Edit #1 Here's how $k(n)$ looks like:
On
Let's assume for the following $j \in \mathbb N$
First look at each number taken by $\small n = 4j+3$ giving $\small 3(4j+3)+1 = 12j+10 =2^1 (6j+5) $
Second look at each number taken by $\small n = 8j+1$ giving $\small 3(8j+1)+1 = 24j+4 =2^2 (6j+1) $
Third look at each number taken by $\small n = 16j+13$ giving $\small 3(16j+13)+1 = 48j+40 =2^3 (6j+5) $
Fourth look at each number taken by $\small n = 32j+5$ giving $\small 3(32j+5)+1 = 96j+16 =2^4 (6j+1) $
and so on...
Now look at the list of the results with a fixed $k$, for instance $k=4$, which occurs in the exponent of $2^k$ in the last entries. Then we have the curve $x=n = 32j+5 \to 2^4(6j+1) \to y=6j+1 $ or $x=32j+5, y=6j+1$ and then
$$ 16y-3x=1 $$
and then, as expected,
$$ y = f_4(x) = {3x+1 \over 16} $$
which is a linear function with slope roughly $y'(x) \approx 1/5$.

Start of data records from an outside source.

PR #157, opened 2017-06-11
Assign gear tweaks

AACO:
Changes:
- Use core funcs when pulling information from the configs
- Move the XEHs from init to initPost (should have the frame delay built in now)
- Make gear apply to units on 3DEN load
- Make sure allowChangeableOptics is defined even if potato is off
- Add backpack validation to the gear watchdog
- Change the vehicle gear class lookup to scan through available faction/loadout combos before looking at the default loadout.

Questions:
Do we want to look at ALL factions under a side, instead of the limited scope (add some caching once found)? Would increase initial lookup time, but would not need to update this code if we expand our set of default factions?

### DIFF
--- a/addons/assignGear/XEH_preInit.sqf
+++ b/addons/assignGear/XEH_preInit.sqf
@@ -9,8 +9,6 @@ PREP_RECOMPILE_END;
 GVAR(usePotato) = [missionConfigFile >> "CfgLoadouts" >> "usePotato"] call CFUNC(getBool);
 
 if (GVAR(usePotato)) then {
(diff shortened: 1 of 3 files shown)


PabstMirror:
assignGear man has been super touchey about when it gets run
also need to think about how it effects acre setup
so probably want to test this on a dedicated

but overall looks good

AACO:
Good call. ACRE seemed fine, but initPost 100% failed for JIP testing (where init seems to always work on local dedicated servers)

PabstMirror:
but jips will very often have to run the fallback anyways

Now by your own introductional function-definition you have, that for that type of numbers $x(j)=2^4 \cdot 2 j+5 \to y(j)=6j+1$ only odd integers for $x$ and $y$ may occur so you have a discrete graph, thus dots, but lying on a linear pattern.
For each $k$ you have one dotted "line" in the same way, which we "see" (actually interpolate...) in your pictures. Four our example $k=4$, this is the fourth dotted line and for instance at $x=5000$ it is $y=15001/16 \approx 937.5$ which is near $y=1000$ (with small error) which we can immediately see in the first picture.
Last step is to prove, that the introducing table covers all odd integers. But I think that's easy enough for you?
$f_k (n) = \frac{3}{2^k} n + \frac{1}{2^k} = a_k n + b_k $ which is a linear function.